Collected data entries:

________________________________________

PR #1615, opened 2024-09-16
fix(bdk_esplora, bdk_electrum): build and test with `--no-default-features`

oleonardolima:
### Description

It was noticed in #1603 that both `bdk_esplora` and `bdk_electrum` were not able to build and test successfully when `--no-default-features` was passed.

It wasn't noticed in CI, because the `example-crates` are in the same workspace as the main crates, therefore even though when passing `--no-default-features`, the examples were making the `blocking` feature to `bdk_esplora` and `use-rustls` to `bdk_electrum` available, therefore not failing in the tests.

This PR attempts to fix that, and is now used as base for #1603.

### Changelog notice

- Add `blocking-https` as default feature to `bdk_esplora`, and make `{async|blocking}-https-native available too.
- Add tests behind features for both `bdk_esplora` and `bdk_electrum`.

#### All Submissions:

#### New Features:

#### Bugfixes:

### DIFF
--- a/crates/electrum/Cargo.toml
+++ b/crates/electrum/Cargo.toml
@@ -24,3 +24,8 @@ bdk_chain = { path = "../chain" }
 default = ["use-rustls"]
 use-rustls = ["electrum-client/use-rustls"]
 use-rustls-ring = ["electrum-client/use-rustls-ring"]
+
+[[test]]
+name = "use-rustls"
+path = "tests/test_electrum.rs"
+required-features = ["use-rustls"]
--- a/crates/electrum/Cargo.toml
+++ b/crates/electrum/Cargo.toml
@@ -26,6 +26,5 @@ use-rustls = ["electrum-client/use-rustls"]
 use-rustls-ring = ["electrum-client/use-rustls-ring"]
 
 [[test]]
-name = "use-rustls"
-path = "tests/test_electrum.rs"
+name = "test_electrum"
 required-features = ["use-rustls"]
--- a/crates/esplora/Cargo.toml
+++ b/crates/esplora/Cargo.toml
@@ -39,11 +39,9 @@ blocking-https-rustls = ["blocking", "esplora-client/blocking-https-rustls"]
 blocking-https-native = ["blocking", "esplora-client/blocking-https-native"]
 
 [[test]]
-name = "blocking"
-path = "tests/blocking_ext.rs"
+name = "blocking_ext"
 required-features = ["blocking"]
 
 [[test]]
-name = "async"
-path = "tests/async_ext.rs"
+name = "async_ext"
 required-features = ["async"]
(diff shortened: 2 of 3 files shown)


crates/esplora/tests/async_ext.rs
```diff
@@ -1,5 +1,6 @@
 use bdk_chain::spk_client::{FullScanRequest, SyncRequest};
 use bdk_chain::{ConfirmationBlockTime, TxGraph};
+#[cfg(feature = "async")]
```
ValuedMammal: Would it accomplish the same thing if we enable these features as dev-dependencies?

```rs
[dev-dependencies]
bdk_esplora = { path = ".", features = ["async", "blocking"] }
```

oleonardolima: I was wondering about it, if either (1) using `#[cfg(feature = "..."]`, (2) your suggestion, or using [`required-features`](https://doc.rust-lang.org/cargo/reference/cargo-targets.html#the-required-features-field) would be the best approach.

ValuedMammal: I guess a better question is should these tests run when doing `cargo test --workspace --no-default-features` or is it fine to skip them as long as they are picked up when doing `--all-features`

oleonardolima: I think it's fine to skip them, with `required-features` approach, as they're strictly linked to both features (e.g: blocking, async).

ValuedMammal (approved):
ACK 086eb6ed4794e20dbb7328b3a1c192c5a100049f

crates/esplora/tests/async_ext.rs
oleonardolima: @ValuedMammal Using the `required-features` approach would look like this in `Cargo.toml`, for example: 

``` toml
[[test]]
name = "blocking"
path = "tests/blocking_ext.rs"
required-features = ["blocking"]

[[test]]
name = "async"
path = "tests/async_ext.rs"
required-features = ["async"]
```

P.S.: Then we wouldn't require the `cfg![feature = "async|blocking"] in the test files.

ValuedMammal: Yes I think that sounds reasonable

oleonardolima: Sweet! I updated both commits, and it's ready for re-review.

crates/electrum/Cargo.toml
```diff
@@ -24,3 +24,8 @@ bdk_chain = { path = "../chain" }
 default = ["use-rustls"]
 use-rustls = ["electrum-client/use-rustls"]
 use-rustls-ring = ["electrum-client/use-rustls-ring"]
+
+[[test]]
+name = "use-rustls"
+path = "tests/test_electrum.rs"
+required-features = ["use-rustls"]
```
ValuedMammal: Can we do this? - use the same name as the path
```suggestion
[[test]]
name = "test_electrum"
required-features = ["use-rustls"]
```

oleonardolima: Yes, I pushed an update with it in [9b7b195](https://github.com/bitcoindevkit/bdk/pull/1615/commits/9b7b19586e1f74613f71b6c2403a7df419e13b65)

ValuedMammal (approved):
ACK 9b7b19586e1f74613f71b6c2403a7df419e13b65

________________________________________

> _DIRECTIONS FOR THIS TASK_: Each record must be transcribed exactly, with nothing left out.

> _RESULT FOR THIS EXERCISE_:
PR #1615, opened 2024-09-16
fix(bdk_esplora, bdk_electrum): build and test with `--no-default-features`

oleonardolima:
### Description

It was noticed in #1603 that both `bdk_esplora` and `bdk_electrum` were not able to build and test successfully when `--no-default-features` was passed.

It wasn't noticed in CI, because the `example-crates` are in the same workspace as the main crates, therefore even though when passing `--no-default-features`, the examples were making the `blocking` feature to `bdk_esplora` and `use-rustls` to `bdk_electrum` available, therefore not failing in the tests.

This PR attempts to fix that, and is now used as base for #1603.

### Changelog notice

- Add `blocking-https` as default feature to `bdk_esplora`, and make `{async|blocking}-https-native available too.
- Add tests behind features for both `bdk_esplora` and `bdk_electrum`.

#### All Submissions:

#### New Features:

#### Bugfixes:

### DIFF
--- a/crates/electrum/Cargo.toml
+++ b/crates/electrum/Cargo.toml
@@ -24,3 +24,8 @@ bdk_chain = { path = "../chain" }
 default = ["use-rustls"]
 use-rustls = ["electrum-client/use-rustls"]
 use-rustls-ring = ["electrum-client/use-rustls-ring"]
+
+[[test]]
+name = "use-rustls"
+path = "tests/test_electrum.rs"
+required-features = ["use-rustls"]
--- a/crates/electrum/Cargo.toml
+++ b/crates/electrum/Cargo.toml
@@ -26,6 +26,5 @@ use-rustls = ["electrum-client/use-rustls"]
 use-rustls-ring = ["electrum-client/use-rustls-ring"]
 
 [[test]]
-name = "use-rustls"
-path = "tests/test_electrum.rs"
+name = "test_electrum"
 required-features = ["use-rustls"]
--- a/crates/esplora/Cargo.toml
+++ b/crates/esplora/Cargo.toml
@@ -39,11 +39,9 @@ blocking-https-rustls = ["blocking", "esplora-client/blocking-https-rustls"]
 blocking-https-native = ["blocking", "esplora-client/blocking-https-native"]
 
 [[test]]
-name = "blocking"
-path = "tests/blocking_ext.rs"
+name = "blocking_ext"
 required-features = ["blocking"]
 
 [[test]]
-name = "async"
-path = "tests/async_ext.rs"
+name = "async_ext"
 required-features = ["async"]
(diff shortened: 2 of 3 files shown)


crates/esplora/tests/async_ext.rs
```diff
@@ -1,5 +1,6 @@
 use bdk_chain::spk_client::{FullScanRequest, SyncRequest};
 use bdk_chain::{ConfirmationBlockTime, TxGraph};
+#[cfg(feature = "async")]
```
ValuedMammal: Would it accomplish the same thing if we enable these features as dev-dependencies?

```rs
[dev-dependencies]
bdk_esplora = { path = ".", features = ["async", "blocking"] }
```

oleonardolima: I was wondering about it, if either (1) using `#[cfg(feature = "..."]`, (2) your suggestion, or using [`required-features`](https://doc.rust-lang.org/cargo/reference/cargo-targets.html#the-required-features-field) would be the best approach.

ValuedMammal: I guess a better question is should these tests run when doing `cargo test --workspace --no-default-features` or is it fine to skip them as long as they are picked up when doing `--all-features`

oleonardolima: I think it's fine to skip them, with `required-features` approach, as they're strictly linked to both features (e.g: blocking, async).

ValuedMammal (approved):
ACK 086eb6ed4794e20dbb7328b3a1c192c5a100049f

crates/esplora/tests/async_ext.rs
oleonardolima: @ValuedMammal Using the `required-features` approach would look like this in `Cargo.toml`, for example: 

``` toml
[[test]]
name = "blocking"
path = "tests/blocking_ext.rs"
required-features = ["blocking"]

[[test]]
name = "async"
path = "tests/async_ext.rs"
required-features = ["async"]
```

P.S.: Then we wouldn't require the `cfg![feature = "async|blocking"] in the test files.

ValuedMammal: Yes I think that sounds reasonable

oleonardolima: Sweet! I updated both commits, and it's ready for re-review.

crates/electrum/Cargo.toml
```diff
@@ -24,3 +24,8 @@ bdk_chain = { path = "../chain" }
 default = ["use-rustls"]
 use-rustls = ["electrum-client/use-rustls"]
 use-rustls-ring = ["electrum-client/use-rustls-ring"]
+
+[[test]]
+name = "use-rustls"
+path = "tests/test_electrum.rs"
+required-features = ["use-rustls"]
```
ValuedMammal: Can we do this? - use the same name as the path
```suggestion
[[test]]
name = "test_electrum"
required-features = ["use-rustls"]
```

oleonardolima: Yes, I pushed an update with it in [9b7b195](https://github.com/bitcoindevkit/bdk/pull/1615/commits/9b7b19586e1f74613f71b6c2403a7df419e13b65)

ValuedMammal (approved):
ACK 9b7b19586e1f74613f71b6c2403a7df419e13b65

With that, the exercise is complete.